E.g. for the foreground the dark and bright red as well as the gold/yellowish color of the book. The background consists of a rather homogeneous grayish color which can be used for its detection.
Potential algorithm:
- Detect and classify fore- and background according to LAB color space. Use a sensible color distance threshold (for me something around 8-10% worked in LAB space - AB space might work for 5-7%).
If the color variation due to varying brightness becomes a problem then switch to a brightness independent approach (e.g. just juse the AB components and ignore the L component)
- Exclude parts of background from foreground detection (there may be some overlap in classification so this order will prevent confusion).
- On the remaining binary image, apply a contour search and discard contours with too small areas.
- The remaining contours form the book. Create a convex hull which you can use as the object ROI.
Advantages:
- Very accurate
- Works across multiple scenarios (changing background, different illumination - if the right color space is used)
Disadvantages:
- Difficult to implement for a beginner (knowledge of LAB or HSV, color distances, support for multi-color classification, etc.)
- Color detection completely dependent on background and foreground. That means if the book changes and is e.g. blue, the sample images have to be adapted.
- This approach won't work, if all of the top, bottom or the sides of the book look like the background. If that is the case, these parts of the book will be classified as background.
Difficulty of a general solution
There are reasons why the current approach, albeit advanced, will not suffice for general application (varying books, varying backgrounds, etc.).
If you want a generic system, that can automatically detect varying books in varying background, you're in for some trouble.
That reaches a level of difficulty that will be hard to solve. It kind of reminds me of the detection of licence plates:
varying illumination, noise, stained objects, strongly varying backgrounds, bad contrast, etc.
And even if you manage this, here is the catch: such a system will only work for specific types of license plates.
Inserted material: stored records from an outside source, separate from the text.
PR #122379, opened 2022-04-22
Update r from 4.1.3 to 4.2.0

noamross:
Created with `brew bump-cask-pr`.

PR #122414, opened 2022-04-23
Fix for updating r from 4.1.3 to 4.2.0

noamross:
This fixes a mistake I made in https://github.com/Homebrew/homebrew-cask/pull/122379. I had changed the livecheck URL, but now realize that this URL can point to binaries built but not yet signed, and the delay in updating the original, correct livecheck URL is in signing the binaries. This PR reverts to the original livecheck URL and updates the hashes to the now-signed updated binaries for 4.2.0


chenrui333:
fixes https://github.com/orgs/Homebrew/discussions/3208

PR #122521, opened 2022-04-26
Kitty: Add link to terminfo

henryhchchc:

Using the [cask code for alacritty](https://github.com/Homebrew/homebrew-cask/blob/fc6f5981818e7eb1d9215e623b4cc5d58494c860/Casks/alacritty.rb#L23) as a reference

### DIFF
--- a/Casks/kitty.rb
+++ b/Casks/kitty.rb
@@ -13,6 +13,8 @@ cask "kitty" do
   # shim script (https://github.com/Homebrew/homebrew-cask/issues/18809)
   shimscript = "#{staged_path}/kitty.wrapper.sh"
   binary shimscript, target: "kitty"
+  binary "#{appdir}/kitty.app/Contents/Resources/terminfo/78/xterm-kitty",
+         target: "#{ENV.fetch("TERMINFO", "#{ENV["HOME"]}/.terminfo")}/78/xterm-kitty"
 
   preflight do
     File.write shimscript, <<~EOS


miccal (approved):

miccal:
Thank you @henryhchchc.

mitchblank:
I am not sure why this was added, but it seems to break cask upgrade for me.

When running a shell under kitty itself, it sets `$TERMINFO` to point inside of its /Application directory.  So if you then run `brew upgrade` from inside of a kitty shell, this causes it to try to create a symlink into itself:

```
==> Upgrading 1 outdated package:
kitty 0.25.0 -> 0.25.1
==> Upgrading kitty
[...]
==> Moving App 'kitty.app' to '/Applications/kitty.app'
==> Linking Binary 'kitty.wrapper.sh' to '/usr/local/bin/kitty'
Error: kitty: It seems there is already a Binary at '/Applications/kitty.app/Contents/Resources/kitty/terminfo/78/xterm-kitty'.
```

I was able to upgrade kitty successfully by running `brew upgrade` from inside of an iTerm2 window instead:

```
==> Moving App 'kitty.app' to '/Applications/kitty.app'
==> Linking Binary 'kitty.wrapper.sh' to '/usr/local/bin/kitty'
==> Linking Binary 'xterm-kitty' to '/Users/mitch/.terminfo/78/xterm-kitty'
```

In the past I haven't had any issue upgrading kitty even from kitty itself.  Obviously I didn't get the new version until I quit and relaunched, but it never caused any problems for me even if it's a little dubious swapping out all of the files in `/Application/kitty.app` from underneath its feet.

henryhchchc:
It is added based on https://sw.kovidgoyal.net/kitty/faq/#keys-such-as-arrow-keys-backspace-delete-home-end-etc-do-not-work-when-using-su-or-sudo

It broke the upgrade for me as well. Given that the `TERMINFO` is already set. We may no longer need this link.

mitchblank:
> We may no longer need this link.

FWIW, it seems that kitty has been setting `$TERMINFO` since 2016 https://github.com/kovidgoyal/kitty/commit/cca33a555040cd93aa52d9b0d0b529836a4db3d7

mitchblank:
I guess it *may* make sense to drop a symlink into `~/.terminfo` so that "xterm-kitty" is available even if `$TERMINFO` isn't set (as can happen inside a `su` or `sudo` session, per that link you provided.

What *isn't* a good idea is to decide where to put the link based on the current value of `$TERMINFO`, since that just produces the circular link when running as non-root inside of kitty.

PR #122621, opened 2022-04-28
Added vscodium arm64

vineryap:

### DIFF
--- a/Casks/vscodium.rb
+++ b/Casks/vscodium.rb
@@ -1,8 +1,10 @@
 cask "vscodium" do
+  arch = Hardware::CPU.intel? ? "x64" : "arm64"
+
   version "1.66.2"
   sha256 "7163ee27353cba1d8477da3a39001db0c67a71bef19799af3e16ff9367c93e10"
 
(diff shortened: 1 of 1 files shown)


Casks/vscodium.rb
```diff
@@ -1,8 +1,10 @@
 cask "vscodium" do
+  arch = Hardware::CPU.intel? ? "x64" : "arm64"
+
   version "1.66.2"
   sha256 "7163ee27353cba1d8477da3a39001db0c67a71bef19799af3e16ff9367c93e10"
```
bevanjkay, line 5: @vineryap The `sha256` will need to be inside of an `if/else` block as it will be different for the two architectures.

See the `visual-studio-code` cask as an example https://github.com/Homebrew/homebrew-cask/commit/269c16d642b5cc5d7619018819836fe6137fc315#diff-bd913c80ea9d950602a99afcadb61adf132f96a1731b57505ecca52d72e6063cR9-R12

vineryap: Thank you for the guide!
I've added the `sha256`.

bevanjkay (approved):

The same applies to your books.
Tests
Since you posted a very similar question (detecting multi color document with OpenCV4Android), I took the liberty of
using the image posted there as well as the ones you provided here.
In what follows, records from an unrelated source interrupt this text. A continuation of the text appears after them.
PR #122757, opened 2022-04-30
Update xemu formulae to v0.6.5

mavethee:
Since 0.6.5 replaced gh-release/* with xemu-v*, I updated ruby file for new Xemu releases.


mavethee:
So brew audit works, reinstalling cask with local rb goes without issues, I guess thats it. No idea about previously encoded url, but without encode works as well.

bevanjkay:
@mavethee Can you please remove the livecheck block. It will be automatically  inferred from the url.

mavethee:
> @mavethee Can you please remove the livecheck block. It will be automatically inferred from the url.

Done!

bevanjkay (approved):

Since one of the images was only available with a red ROI, I used my Photoshop skill level > 9000 to remove the red ROI :).
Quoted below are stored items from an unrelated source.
PR #123789, opened 2022-05-15
Fix Cave Story app, name stanza

inoue22:

---

Some notes:

Different app names are set for the English version and the Japanese version.
So I separated app stanza into English and Japanese.
Before this change, the Japanese version of app name was not consistent.
I also removed name stanza "Doukutsu", because it's not app's official name.

### DIFF
--- a/Casks/cave-story.rb
+++ b/Casks/cave-story.rb
@@ -46,6 +46,7 @@ cask "cave-story" do
   end
 
   name "Cave Story"
+  name "Doukutsu"
   name "洞窟物語"
   desc "Action-adventure game reminiscent of classic 8- and 16-bit games"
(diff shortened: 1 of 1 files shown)


bevanjkay:
Is "Doukutsu" a name for the application though? Casks can have multiple names, and it looks like that is how the `app` artifact is named?

toco8:
@bevanjkay Thank you very much for reviewing my PR.
"Doukutsu" is a name for the `app` artifact.
I understood it needs to be registered.
I reverted my change. (remove "Doukutsu" line)
I thought that part of "Doukutsu Monogatari" was omitted.

miccal (approved):

PR #123807, opened 2022-05-16
publii: update livecheck

samford:

-----

The existing `livecheck` block for `publii` checks the latest release from GitHub but the cask doesn't use any files from the repository, so the check isn't aligned with the source of the cask `url`. This PR updates the `livecheck` block to check the first-party download page, which links to the dmg file used in the URL.

### DIFF
--- a/Casks/publii.rb
+++ b/Casks/publii.rb
@@ -14,13 +14,8 @@ cask "publii" do
   homepage "https://getpublii.com/"
 
   livecheck do
-    url "https://github.com/GetPublii/Publii/releases/latest"
-    strategy :page_match do |page|
-      match = page.match(%r{href=.*?/v\.?(\d+(?:\.\d+)+).zip}i)
-      next if match.blank?
-
-      match[1].to_s
-    end
+    url "https://getpublii.com/download/"
+    regex(/href=.*?Publii[._-]v?(\d+(?:\.\d+)+)(?:[._-]#{arch})?\.dmg/i)
   end
 
   app "Publii.app"


bevanjkay:
@samford We probably shouldn't run the livecheck updates with the `ci-syntax-only` tag as it doesn't run livecheck as part of the checks. The CI overhead is much smaller in the `homebrew-cask-*` repos than `homebrew-core` so there it's fine to run the full checks.

bevanjkay (approved):

miccal (approved):

samford:
@bevanjkay This is an acknowledged shortcoming of using `CI-syntax-only` for `livecheck` PRs and we've just lived with it in homebrew-core because the overhead is otherwise unnecessary and often steep. The ideal would be something like syntax-only with the addition of running livecheck but I haven't yet investigated how that could work (e.g., modifying test-bot to have an `--only-livecheck` option). In the interim time, I manually test `livecheck` blocks locally as part of reviewing PRs, though I've seen two formulae where a check worked locally but failed only on CI and that type of situation would be missed until the next normal CI run.

Part of the reason behind using `CI-syntax-only` for `livecheck` PRs in cask repositories is because `Cask::Audit#check_livecheck_version` will error if the livecheck version is newer than the current cask version (i.e., it requires a `version` bump to pass). It's not uncommon for a cask to have a new version available when I'm adding/updating a `livecheck` block but my experience with casks is limited and I usually don't have extra time at the moment to update a cask and handle any issues that arise. It's fine when a version bump is very simple and painless but it can become a time sink when it's not. Either way, I would prefer for a version bump to be optional in a `livecheck` block PR (i.e., it's better suited for a follow-up PR).

Past that, I'm not fond of the idea of unnecessarily downloading application data when we don't need to, as some casks involve files that are hundreds of MB (or even more than a GB). homebrew-cask CI doesn't have to compile applications like homebrew-core CI but there's still unnecessary overhead involved. I don't feel that it's a worthwhile tradeoff just to run livecheck on CI when 99% of the time we would see the same result as running `brew livecheck` locally. It _is_ more convenient for a reviewer not to have to manually apply and test the changes locally but I don't think the benefit justifies the cost at the moment.

That said, we can try this out if you feel strongly about it but I think we're better off continuing to use `CI-syntax-only` until there's something appropriate like `CI-livecheck-only`. At the very least, `CI-syntax-only` may still be necessary for bulk PRs (I'm working on one that will modify hundreds of `livecheck` blocks), as one flaky check in the bunch would cause CI to fail.

-----

Looking to the future, I have some stashed work that I need to revisit to add a `--skip-livecheck` option in test-bot (allowing CI to pass in very exceptional circumstances when a `livecheck` block only fails on CI and we don't have a fix or it requires changes that will take time and shouldn't hold up a core/cask PR). I'll try to find some time to revisit this and look into adding an `--only-livecheck` option as well (though it may be tricky to achieve).

bevanjkay:
Thanks @samford - that is a perfectly reasonable explanation, and thank you for being thorough. Having read through, I am happy to continue as-is. We can easily follow up with separate `bump` PRs where necessary once livecheck updates have been merged.

PR #123881, opened 2022-05-17
mega 11.0.11

miccal:
Hopefully changing the token and updating from version 10 (or "x") to version 11 won't cause too many issues:
```
==> Analytics
install: 4 (30 days), 20 (90 days), 61 (365 days)
```


Casks/mega.rb
```diff
@@ -0,0 +1,35 @@
...
+            pkgutil: "com.igem.pkg.MEGA#{version.major}",
+            delete:  [
+              "/Applications/MEGA#{version.major}.app",
+              "/usr/local/bin/megacc",
+              "/usr/local/share/man/man1/mega.1",
+              "/usr/local/share/man/man1/megacc.1",
+            ]
+
+  zap trash: [
+    "~/Library/Preferences/com.company.MEGA#{version.major} Helper.plist",
```
bevanjkay, line 31: I prefer using globs in zaps instead of `version.major` - because it will clear up leftovers from the previous version too (if they still exist).

bevanjkay (approved):

PR #132245, opened 2022-09-25
Update qq from 6.8.3 to 6.8.5

wjlmelody:


samford (commented):
The homepage HTML only provides text like "v 6.8.3" (outdated but also incomplete with respect to the dmg version). The up to date information (e.g., used for the download button) comes from a secondary request to `/rainbow/ntQQDownload/` after the page loads. That response contains some JavaScript that includes the URL to the dmg file.

With this in mind, we only need to update the `livecheck` block URL, as the existing regex works fine in this context. I've pushed a commit that takes care of this, so it should pass CI this time around.

miccal (approved):

PR #132567, opened 2022-09-29
sage 9.7,1.5

miccal:


samford (approved):
I'm going to try to go through some more of these `livecheck` blocks tomorrow but I'm good with skipping this for the moment (for the sake of the version bump) 👍

PR #132610, opened 2022-09-30
far2l 2.4.1

yurikoles:

---
Livecheck broke again :(


samford (approved):
The upstream situation continues to be unsatisfactory but I've pushed a commit to update the `livecheck` block to check versions from tags instead. The tags don't mention whether a given version is alpha/beta/etc. (e.g., `v_2.4.1` for 2.4.1 beta) and anyone updating this will need to continue to keep that in mind but this will at least let us know that a new version is available.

Sample images for background classification
Sample images for foreground classification
Images
Background classification
Foreground classification
Detected objects
Update
Quick LAB crash course
Since the theory on color spaces is quite vast, you should first read up on some basics and key points.
My quick search found this site which nicely explains some important points: http://www.learnopencv.com/color-spaces-in-opencv-cpp-python/
- We will use the float variant of OpenCV since it is the simplest one to use (unaltered LAB range, no scaling, no shfiting, etc.).
- LAB value range:
L* axis (lightness) ranges from 0 to 100
a* and b* (color attributes) axis range from -128 to +127
Sources and references:
What are the ranges of coordinates in the CIELAB color space?
http://www.colourphil.co.uk/lab_lch_colour_space.shtml
Color distance
https://en.wikipedia.org/wiki/Color_difference
Essentially, we use the Euclidean distance between the two colors.
Of course we can omit components from the two colors we compare, e.g. the luminance component (L).
In order to get an intuitive color distance metric, we can simple normalize the color distances to a range between 0.0 and 1.0.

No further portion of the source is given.